I've caught most on a motor oil 3" tube tipped with a healthy amount of sucker. 

The amount of sucker I use often times in bigger than the jig I am using. 

I bet carp would work better for bait this time of year.

Burbot move a lot in search of food. 

They are a little less active and deeper during the day, but will still eat. 

A Burbot could be at the Holmes Crossing beginning the night and can work all the way to Firehole by the end of the night in the search of food. 

Rocky drop offs are always a good bet. 

It'll be tough sledding right now to catch them consistently, if at all. 

I would just fish for smallies & lakers and hope you get lucky.

2c


----------



## utahgolf (Sep 8, 2007)

Dunkem said:


> Thats a good thing ,right?


yep, good for the kokes.


----------



## hunting777 (May 3, 2009)

We are going to make a trip down to the Gorge Thursday morning and return on Saturday. We are going to be fishing the Utah side only mainly for kokes. But would love to catch what the lake has to offer. As reading these post, it says to just jig for small mouths or macs. So where in Utah would we try for those? This is my first trip down there. We catch a good amount of macs in Bear Lake Trolling, would we fish the same for them at the Gorge? From what research I have done, I am being told to jig only. Any luck with trolling for anyone? Any info would be greatly appreciated. Thanks and good luck on your fishing 30-06-hunter. Maybe we'll see you down there.


----------



## MuscleWhitefish (Jan 13, 2015)

hunting777 said:


> We are going to make a trip down to the Gorge Thursday morning and return on Saturday. We are going to be fishing the Utah side only mainly for kokes. But would love to catch what the lake has to offer. As reading these post, it says to just jig for small mouths or macs. So where in Utah would we try for those? This is my first trip down there. We catch a good amount of macs in Bear Lake Trolling, would we fish the same for them at the Gorge? From what research I have done, I am being told to jig only. Any luck with trolling for anyone? Any info would be greatly appreciated. Thanks and good luck on your fishing 30-06-hunter. Maybe we'll see you down there.

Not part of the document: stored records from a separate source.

PR #1561, opened 2020-11-24
pidstore: register pid if it is missing during pid deletion

pazembrz:


backend/inspirehep/pidstore/minters/base.py
```diff
@@ -145,7 +145,17 @@ def update(cls, object_uuid, data):
     @classmethod
     def delete(cls, object_uuid, data):
```
drjova, line 146: is migrator calling `delete`?

backend/inspirehep/pidstore/minters/base.py
```diff
@@ -145,7 +145,17 @@ def update(cls, object_uuid, data):
...
         if "control_number" in data:
-            pid_provider = cls.provider.get(data["control_number"], cls.pid_type)
+            try:
+                pid_provider = cls.provider.get(data["control_number"], cls.pid_type)
+            except PIDDoesNotExistError:
+                if data.get("deleted", False) == True:
+                    cls.mint(object_uuid, data)
```
michamos, line 152: does this fail if there's a texkey/doi/arXiv ID/ORCID/BAI collision with a non-deleted record?

backend/inspirehep/pidstore/minters/base.py
pazembrz: Yes it is. Twice actually: https://github.com/inspirehep/inspirehep/blob/c02b88d7a64420854f13770e082be14945a79cd6/backend/inspirehep/migrator/tasks.py#L470-L471 here directly, and in record.create_or_update (as update and create are also calling minter.delete)

backend/inspirehep/pidstore/minters/base.py
pazembrz: This code is in `ControlNumberMinter`. So this will be called only for control_numbers as we only support redirecting control_numbers (texkeys are not redirected but re-claimed)

michamos (approved):

PR #1574, opened 2020-12-01
disambiguation: pass authors data directly to create_new_author

MJedr:
* solves bug with assigning already existing pid to newly created authors

### DIFF
--- a/backend/tests/integration-async/disambiguation/test_disambiguation_tasks.py
+++ b/backend/tests/integration-async/disambiguation/test_disambiguation_tasks.py
@@ -630,3 +630,28 @@ def test_disambiguate_authors_create_new_author(
         )
 
     retry_until_pass(assert_disambiguation_task)
+
+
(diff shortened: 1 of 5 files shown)


backend/tests/integration-async/disambiguation/test_disambiguation_tasks.py
```diff
@@ -630,3 +630,63 @@ def assert_disambiguation_task():
         )
 
     retry_until_pass(assert_disambiguation_task)
+
+
+def test_disambiguate_authors_create_two_author_with_same_name(
```
michamos, line 635: I actually meant doing this through the disambiguation, to have a test of everything that's going on. So create a paper with two authors with same names (with no matching author record), and check that works correctly.

MJedr: So I did it, in test I created a record with two authors with same names for which new authors are created (what is tested in assertion)

michamos (approved):

PR #1579, opened 2020-12-03
hep: fix failing tests

MJedr:


backend/tests/integration/indexer/test_indexer_literature.py
```diff
@@ -86,8 +86,7 @@ def test_indexer_deletes_record_from_es(inspire_app, datadir):
 def test_indexer_creates_proper_fulltext_links_in_ui_display_files_enabled(
     inspire_app, s3
 ):
-    create_s3_bucket("1")
-    create_s3_bucket("f")
+    create_s3_bucket("8")
```
drjova, line 89: we should add a test for not hidden files as well

drjova (approved):

PR #1599, opened 2020-12-14
poetry: use pyproject.toml instead of setup.py

michamos:
* Newer versions of poetry don't use the info of `setup.py`, which is a
  problem as we rely heavily on entry-points. The solution is to move
  everything to `pyproject.toml` instead, and drop the `setup.py`.
* I also looked into dropping `setup.cfg`. This is used for `isort`,
  `flake8` and `coverage` config. New versions of `isort` and `coverage`
  can use `pyproject.toml` instead, so I updated them and adapted their
  config. For now the `setup.cfg` file is still needed for `flake8 (see
  https://gitlab.com/pycqa/flake8/-/issues/428).
* To make this commit, I needed to setup the `prettier` pre-commit hook.
  The repo has changed, so I changed the `pre-commit` config, and also
  had to extend the `prettier` ignore list.


drjova (approved):
Thank you @michamos LGTM

PR #1600, opened 2020-12-14
poetry: bump inspire-query-parser to v6.0.33

michamos:


MJedr (approved):

backend/poetry.lock
```diff
@@ -4640,7 +4640,8 @@ inspire-matcher = [
     {file = "inspire-matcher-9.0.8.tar.gz", hash = "sha256:2e10c71c3e576f0984adabe53f2c8292757a849927387aa8160bb62b92765285"},
 ]
 inspire-query-parser = [
-    {file = "inspire-query-parser-6.0.31.tar.gz", hash = "sha256:b0556a950012f4432458823afbf3b6d7a1294ebf0449a1d1db22bcfaf6cb3857"},
+    {file = "inspire-query-parser-6.0.33.tar.gz", hash = "sha256:6c448af5f9fb58cf636114bc2c238e4f3aa3029d5334625c09460a7a0323a141"},
+    {file = "inspire_query_parser-6.0.33-py2-none-any.whl", hash = "sha256:d7cb7c9cb67803a588ea50946dbe7330410ca6543fd27eb3817be0fdbe9d6342"},
```
michamos, line 4644: I don't think we need to build a `python2` wheel for the query parser @drjova. Actually we could update it to be python3-only as `next` is not using it AFAIK.

drjova: Indeed we can drop it!

PR #1609, opened 2021-01-05
submissions: fix author update

drjova:


backend/inspirehep/submissions/views.py
```diff
@@ -160,6 +162,12 @@ def get_updated_record_data(self, update_data, record):
             "advisors",
         ]
 
+        updated_schemas = get_value(update_data, "ids.schema", default=[])
+        if updated_schemas:
+            for _id in record.get("ids", []):
+                if _id["schema"] not in updated_schemas:
+                    update_data["ids"].append(_id)
```
michamos, line 169: I don't think this is correct, as we want to keep outdated identifiers on the record too (some records have two ORCIDs for example, one of which is deprecated).

drjova: Hmm, in that case indeed it will not work. Do we want the same for `BAI` and `LINKEDIN` which are part of the form?

drjova: @michamos Also do we need to keep the order with the updated first?

michamos: I don't think we ever have duplicated BAIs or LINKEDIN, but for others it might happen (ORCID in particular). Order is indeed important (first to appear is the current one).

drjova: Thanks, still even if we don't have more than one BAI or LINKED so far, should I handle that case to?

drjova: It's a more complex, but I will update the PR

michamos (approved):

Issue #1601, opened 2020-12-14
Datasets icon for papers


StellaCh:
Users complain that they can't find hepdata links to papers. The HEPData link is hidden in the detailed page and you can view HEPData links in `View in: HEPData`, eg. https://inspirehep.net/literature/1810348 . At the moment, users go to legacy to view these links because they don't know they exist on labs.

We need to the HEPData info more visible:
Add a new icon <DatabaseOutlined /> that links to HEPData.
The icon should appear only if there're links to datasets in the paper. The icon should be visible both to search and detailed page
<img width="642" alt="Screenshot 2020-12-14 at 15 37 41" src="https://user-images.githubusercontent.com/24955201/102105039-2defb000-3e2f-11eb-8a9c-385edf1e38dd.png">

The icon 'datasets' should be the last item of the icons list.

drjova:
TECH NOTES:

* Remove `hepdata` from https://github.com/inspirehep/inspirehep/blob/master/backend/inspirehep/records/marshmallow/literature/common/external_system_identifier.py#L12
* Create a new field `hepdata_link` in the serializer https://github.com/inspirehep/inspirehep/blob/a325629aea4e8717997a26ec0f37b5d2e62ad313/backend/inspirehep/records/marshmallow/literature/ui.py#L40
* Add `UrlsAction` her https://github.com/inspirehep/inspirehep/blob/bf5025906d19daf5dc018407a280321d6eb849fa/ui/src/literature/containers/DetailPageContainer/DetailPageContainer.jsx#L132 for the `hep_data_link`

PR #1612, opened 2021-01-05
literature: add dataset link field and icon

MJedr:
Ref: #1601


ui/src/literature/containers/DetailPageContainer/DetailPageContainer.jsx
```diff
@@ -130,6 +131,13 @@ function DetailPage({
                         pidValue={controlNumber}
                       />
                     )}
+                    {datasetLinks &&
+                    <UrlsAction
+                    urls={datasetLinks}
+                    icon={<DatabaseOutlined />}
+                    text="datasets"
+                        />
+                        }
```
drjova, line 140: I believe you will have to update tests and e2e tests

MJedr: They pass, but I can update the snapshot in e2e

backend/inspirehep/records/marshmallow/literature/ui.py
```diff
@@ -210,6 +211,25 @@ def get_citation_pdf_urls(self, data):
                 urls.append(url)
         return urls or missing
 
+    def get_datasets(self, data):
+        dataset_links = []
+        dataset_schema_to_url_link_prefix_map = {
+            "hepdata": "https://www.hepdata.net/record/",
+        }
+        dataset_schema_to_description_map = {"hepdata": "HEPData"}
+        all_links = get_value(data, "external_system_identifiers", [])
```
drjova, line 220: You could use `get_values_for_schema`

i.e.

```python
get_values_for_schema(data['external_system_identifiers'], 'HEPData')
```

MJedr: It will work for now, but what if we'll add other dataset sources?

ui/src/literature/containers/DetailPageContainer/DetailPageContainer.jsx
drjova: It's important to add the link to the record, so we make sure it displayed correctly :)

drjova: We could add the link to test the snapshot :)

backend/inspirehep/records/marshmallow/literature/ui.py
```diff
@@ -210,6 +211,25 @@ def get_citation_pdf_urls(self, data):
                 urls.append(url)
         return urls or missing
 
+    def get_datasets(self, data):
+        dataset_links = []
+        dataset_schema_to_url_link_prefix_map = {
```
drjova, line 216: `dataset_schema_to_url_link_prefix_map` and `dataset_schema_to_description_map` should be moved on the top of the file (uppercase).

drjova (approved):

Issue #1565, opened 2020-11-26
Reuse the Jinja environments for caching


michamos:
From https://inspirehep.zulipchat.com/#narrow/stream/122202-devel/topic/migration.20profiling/near/217984830:

Compiling Jinja templates to bytecodes is expensive, but Jinja has built-in caching mechanisms. Unfortunately, they are not used in use in our case, because we recreate the `Environment` object on every call:
 https://github.com/inspirehep/inspirehep/blob/e4fd6b57fe2ccf78a315f4e0c0b33dd0e3a0d263/backend/inspirehep/records/serializers/latex.py#L44-L48 and
https://github.com/inspirehep/inspirehep/blob/e4fd6b57fe2ccf78a315f4e0c0b33dd0e3a0d263/backend/inspirehep/records/serializers/cv.py#L28-L30
This should be refactored to have global environments that can be reused during the whole application lifetime, as explained in https://jinja.palletsprojects.com/en/2.11.x/api/#basics.

drjova:
TECH NOTES:

* Create an environment in `records/serializers/jinja.py` with `loader` the `template` folder of `inspirehep.records.serializers.templates`.
* Change https://github.com/inspirehep/inspirehep/blob/e4fd6b57fe2ccf78a315f4e0c0b33dd0e3a0d263/backend/inspirehep/records/serializers/latex.py#L44-L48 and https://github.com/inspirehep/inspirehep/blob/e4fd6b57fe2ccf78a315f4e0c0b33dd0e3a0d263/backend/inspirehep/records/serializers/cv.py#L28-L30 to use the new environment instead.

PR #1618, opened 2021-01-06
jinja: reuse environments for caching

MJedr:
Ref #1565

### DIFF
--- a/backend/inspirehep/records/serializers/jinja.py
+++ b/backend/inspirehep/records/serializers/jinja.py
@@ -1,0 +1,21 @@
+# -*- coding: utf-8 -*-
+#
+# Copyright (C) 2020 CERN.
+#
+# inspirehep is free software; you can redistribute it and/or modify it under
+# the terms of the MIT License; see LICENSE file for more details.
+
+from pathlib import Path
+
+import jinja2
+
+templates_path = str(Path(__file__).parent.resolve() / "templates")
+
+jinja_cv_env = jinja2.Environment(
+    loader=jinja2.FileSystemLoader(templates_path),
+)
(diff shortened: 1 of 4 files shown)


backend/inspirehep/records/serializers/jinja.py
```diff
@@ -0,0 +1,23 @@
...
+# inspirehep is free software; you can redistribute it and/or modify it under
+# the terms of the MIT License; see LICENSE file for more details.
+
+import os
+
+import jinja2
+
+current_abs_path = os.path.abspath(__file__)
+directory_path = os.path.dirname(current_abs_path)
+templates_path = os.path.join(directory_path, "templates")
```
michamos, line 14: I know you just copy/pasted this, but it's better to use `Pathlib`:
```python
from pathlib import Path
templates_path = Path(__file__).parent / "templates"
```

drjova (approved):

backend/inspirehep/records/serializers/jinja.py
```diff
@@ -0,0 +1,22 @@
...
+
+import os
+from pathlib import Path
+
+import jinja2
+
+templates_path = Path(__file__).parent / "templates"
+
+jinja_cv_env = jinja2.Environment(
+    loader=jinja2.FileSystemLoader(os.path.abspath(templates_path)),
```
michamos, line 16: sorry if I wasn't clear, I meant replacing all `os.path` by `pathlib` equivalents: https://docs.python.org/3/library/pathlib.html#correspondence-to-tools-in-the-os-module, so also this.

michamos (approved):

PR #1619, opened 2021-01-06
global: addition of flake8 step in pre-commit

drjova:


.pre-commit-config.yaml
```diff
@@ -11,3 +11,8 @@ repos:
     rev: '5.6.4'
     hooks:
       - id: isort
+- repo: https://gitlab.com/pycqa/flake8
+  rev: 3.8.4
+  hooks:
+  - id: flake8
+    additional_dependencies: [flake8-typing-imports==1.6.0]
```
MJedr, line 18: why not the a higher version (the newest is `1.10.0`)?

drjova: Actually is completely wrong, thanks

MJedr (approved):

Issue #1564, opened 2020-11-26
Fix idx_object index


pazembrz:
Create alembic migration which will modify index `idx_object` from `pidstore_pid` tablein a way that it will allow to querying on only `object_uuid` or `object_uuid` and `object_type`. The index should be on columns (`object_uuid`, `object_type`) in this particular order, currently is in opposite order.

PR #1620, opened 2021-01-06
alembic: add migration to fix idx_object in pidstore_pid table

MJedr:
Ref: #1564
* requires alembic migration


pazembrz (approved):

pazembrz:
Remember that this alembic migration has to be run manually after deployment :)

PR #1637, opened 2021-01-11
literature: add dataset_links to search serializer

MJedr:


backend/inspirehep/records/marshmallow/literature/base.py
```diff
@@ -50,6 +56,22 @@ class Meta:
     documents = NonHiddenRaw(dump_only=True)
     publication_info = NonHiddenRaw(dump_only=True)
     report_numbers = NonHiddenRaw(dump_only=True)
+    dataset_links = fields.Method("get_datasets")
```
drjova, line 59: I wouldn't add this in the raw schema, since the record will be invalid.

MJedr: It's in public schema, not raw :)

drjova: Sorry github diff :/

Issue #1293, opened 2020-09-08
Check mimetype before we attach the file


drjova:
On `next` check the mimetype before attaching a file. We have examples which  the files attached were html error pages i.e.
https://inspirehep.net/api/files/a8e7a2f6-fd5d-4cd9-b228-c75364d8918a/fulltext.pdf

**TECH NOTES**
Files are downloaded in https://github.com/inspirehep/inspire-next/blob/11dcad6d3ecf6f5b5457b1af014121c73c1dcc3e/inspirehep/modules/workflows/tasks/actions.py#L382, we should check there if the mimetype is correct. (https://github.com/inspirehep/inspire-next/blob/11dcad6d3ecf6f5b5457b1af014121c73c1dcc3e/inspirehep/modules/workflows/utils/__init__.py#L309)

PR #1638, opened 2021-01-11
literature: check mime type before attaching a file

drjova:
* Ref: #1293

### DIFF
--- a/.prettierignore
+++ b/.prettierignore
@@ -1,3 +1,4 @@
 *.html
+*.yaml
 backend
 .prettierignore
--- a/backend/inspirehep/records/api/literature.py
+++ b/backend/inspirehep/records/api/literature.py
@@ -9,6 +9,7 @@ import threading
 import uuid
 from concurrent.futures import ThreadPoolExecutor, TimeoutError, as_completed
 from io import BytesIO
+from mimetypes import guess_type
 
 import magic
 import orjson
@@ -41,6 +42,7 @@ from inspirehep.records.errors import (
     ImportArticleError,
     ImportConnectionError,
     ImportParsingError,
+    InvalidMimeTypeError,
     UnknownImportIdentifierError,
 )
 from inspirehep.records.marshmallow.literature import LiteratureElasticSearchSchema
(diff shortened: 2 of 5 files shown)


.prettierignore
```diff
@@ -1,3 +1,4 @@
 *.html
+*.yaml
```
michamos, line 2: why?

backend/inspirehep/records/api/literature.py
```diff
@@ -421,7 +423,16 @@ def add_file(
                 return result
             file_data = download_file_from_url(url)
             new_key = hash_data(file_data)
+
             mimetype = magic.from_buffer(file_data, mime=True)
+            mimetype_guess, _ = guess_type(url)
```
michamos, line 428: I don't think this will be very effective for the main use-case (avoiding invalid PDFs). If the `url` doesn't end in `.pdf` (which I expect happens pretty often, e.g. on INSPIRE), this won't do anything. Maybe we should additionally maintain a black/whitelist?

drjova: it's not at all, but after the discussion with Thorsten there is no way to have a blacklist, we should accept any kind of files actually. Another solution will be to verify the response `content-type` but still if it supposes to be a `pdf` and the url is `text/html` and we check the content of the url and it's `html` then it's exactly the same issue.

tsgit: what I meant to convey is that you can't trust the content-type, extension, mime-type or any number of things. you have to verify the format of the file once you have a local copy.
for PDF, PS, png, jpg, gif there are tools to not only check that the file has the proper "magic sequence" in the first few dozen bytes of the file (python-magic),
but that the entire file is syntactically correct. think pylint or xmllint for other file types.
Specifically for PDF, you can run `gs -q -DNODISPLAY <file> -c quit` or PyPDF2 open or some such (e.g. mutool). Similarly the most commonly used figure formats have a variety of tools, for example PIL's `im.verify()`

tsgit: never trust external sources, always verify

PR #2883, opened 2023-03-30
ui: clean up self curation testing features

karolina-siemieniuk-morawska:


drjova:
@karolina-siemieniuk-morawska lgtm, we have to update also the config.js with the flags

karolina-siemieniuk-morawska:
> @karolina-siemieniuk-morawska lgtm, we have to update also the config.js with the flags

it's updated on both envs :)

drjova (approved):

PR #2885, opened 2023-03-30
e2e: update host in records

MJedr:


backend/inspirehep/records/cli.py
```diff
@@ -36,11 +37,30 @@
 LOGGER = structlog.getLogger()
 
 
-def _create_record(data, save_to_file=False):
+def _replace_host_for_current_app_host(value):
+    value = value.replace(
+        "https://inspirebeta.net",
```
drjova, line 42: i would add regex to match prod and qa urls

drjova (approved):

PR #2888, opened 2023-03-30
tests: fix faker's `control_number`

MJedr:


backend/tests/helpers/providers/record_provider.py
```diff
@@ -241,7 +241,7 @@ def record(
 
         if data:
             record.update(data)
-        if with_control_number and "control_number" not in record:
+        if with_control_number or "control_number" in record:
```
drjova, line 244:
```suggestion
        if with_control_number or "control_number" not in record:
```

MJedr: actually let's wait for the CI fix and we can see if it works with smaller `randint` range

drjova (approved):
Let’s try it

PR #2889, opened 2023-03-31
docker: simplify ui images for local development

drjova:
* Adds a `Make` file with simple commands to run the project.


Makefile
```diff
@@ -0,0 +1,32 @@
...
+
+stop:
+	docker-compose down
+	kill -9 $(lsof -ti:8080)
+	kill -9 $(lsof -ti:8000)
+	kill -9 $(lsof -ti:3000)
+	kill -9 $(lsof -ti:4572)
+	kill -9 $(lsof -ti:4566)
+	kill -9 $(lsof -ti:6379)
+	kill -9 $(lsof -ti:5432)
```
MJedr, line 14: do we need to kill those processes?

Makefile
```diff
@@ -0,0 +1,32 @@
...
+sleep:
+	sleep 10
+
+ui:
+	docker-compose up -d ui
+	sleep 5
+
+setup:
+	docker-compose -f docker-compose.yml exec hep-web ./scripts/setup
+	docker-compose -f docker-compose.yml exec next-web inspirehep db create
```
MJedr, line 26: I would put next setup in a separate command since we're not using next that often I think

Makefile
```diff
@@ -0,0 +1,36 @@
...
+	echo -e "\033[0;32m Starting setup Inspire. \033[0m"
+	docker-compose -f docker-compose.yml exec hep-web ./scripts/setup
+	echo -e "\033[0;32m Finished setup Inspire. \033[0m"
+
+load-records:
+	echo -e "\033[0;32m Loading records. \033[0m"
+	docker-compose exec hep-web inspirehep importer demo-records
+
+next-setup:
+	docker-compose -f docker-compose.yml exec next-web inspirehep db create
```
MJedr, line 31: maybe we can exec all those setup steps actually (these are from `setup_inspire_next` script)? Cause for example we don't create HP indices with hep commands etc.
```
poetry run inspirehep db drop --yes-i-know
poetry run inspirehep alembic upgrade
poetry run inspirehep index destroy --force --yes-i-know
poetry run inspirehep index init
poetry run inspirehep fixtures init
```

MJedr (approved):
🚀

PR #2897, opened 2023-04-04
fix test

MJedr:
fixes `failed to parse field [control_number] of type [integer] in document with id '34ef628b-04cd-4737-b574-e7de7c956bc1'. Preview of field's value: '9999912588'` error in workflows


drjova (approved):
🚀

This might help even though it is 2011 for the Burbot. I had to link it, because it is too large of an image.

https://backcountrynetwork.files.wordpress.com/2011/01/burbotmap.jpg

Trolling for Mac's is done at the gorge, but jigging produces more frequently.

A few spots where I ice fish, would be an interesting trolling expedition especially if the fish are near the bottom.

I remember one hole would be at 100' and the hole ~5 feet closer the shore being 70'. Just a massive drop off and it would make it rather easy to get your lure snagged if you inadvertently moved to the on the wrong side of the drop off.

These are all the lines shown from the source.